Yeah, I'm running 98 (I always forget to mention something!). Also, the C: drive is the master on the primary channel, and the D: drive is the master on the secondary channel. I also have a CD-RW drive as a slave on the primary and a DVD-ROM drive as a slave on the secondary. Just so the information is out there.

I actually reformatted my C drive and did a clean install of everything a few weeks ago. It was to correct a different problem, but it didn't affect this one.

The D drive isn't very loaded--I don't have any serious projects on it; just some test stuff. I think it has maybe 3 or 4 gigs on it. I don't have any drive analysis utililties except ScanDisk, which I haven't run yet. I'll give that a try. It's run on a reboot a few times, but I haven't done the whole surface scan thing.
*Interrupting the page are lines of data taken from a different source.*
PR #103, opened 2022-04-08
Document hotfix process

caugustus-sourcegraph:
Document the steps to take in the (hopefully) unusual situation that we need to create a hotfix for the helm chart itself.

Not sure if this should move into the handbook - maybe we can leave it here until we use it once, and then migrate?

### Checklist

### Test plan

None, doc only


michaellzc (approved):
I really hope we won't have to do any hotfix

PR #108, opened 2022-04-18
fix: workaround for r/o rootfs support for prometheus, gitserver

kevinwojo:
### Checklist

### Test plan

Follow the manual testing process, also validating on dogfood: https://github.com/sourcegraph/deploy-sourcegraph-dogfood-k8s/pull/4203


charts/sourcegraph/values.yaml
```diff
@@ -401,7 +401,9 @@ gitserver:
     allowPrivilegeEscalation: false
     runAsUser: 100
     runAsGroup: 101
-    readOnlyRootFilesystem: true
+    # -- Read-only filesystem not supported for the gitserver container,
+    # see [sourcegraph/issues/34012](https://github.com/sourcegraph/sourcegraph/issues/34012) for more information
+    readOnlyRootFilesystem: false
```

I do have HDTach, and that's what reported the 30 Mb/second usage spec.

I'll try some of this stuff and get back to you.
 
No changes. I did the thorough ScanDisk test, and it said all the sectors were fine (on both drives). I defragmented both drives, and no change. Increasing n-Track's processor usage didn't help either. I think I'm going to download a demo of some other multitrack prog and see if it does the same thing.

Can anybody think of any hardware that might interfere with a hard drive and cause these problems?
 
The torture never stops. Well, I tried in vain to find a demo of a program that supports ASIO. I couldn't figure out how to get Samplitude to install, Steinberg's server wasn't responding so I couldn't get Cubase, and Sonar didn't list my ASIO drivers. Finally I remembered the limited edition version of Logic that came with the Omni Studio. I installed that, selected the ASIO driver, and loaded up some tracks, and they played back fine. There was, however, a latency in the level meters, which doesn't happen in n-Track with ASIO drivers (one of the reasons I want to use them). So I don't know what the deal is. I guess I'll just use the MME drivers with larger buffers in n-Track until I can figure out what the fu*&%!@#cking problem is.

Man, and I was planning on composing some music today for my friend's movie. Instead I totally pissed it away trying to figure out this business.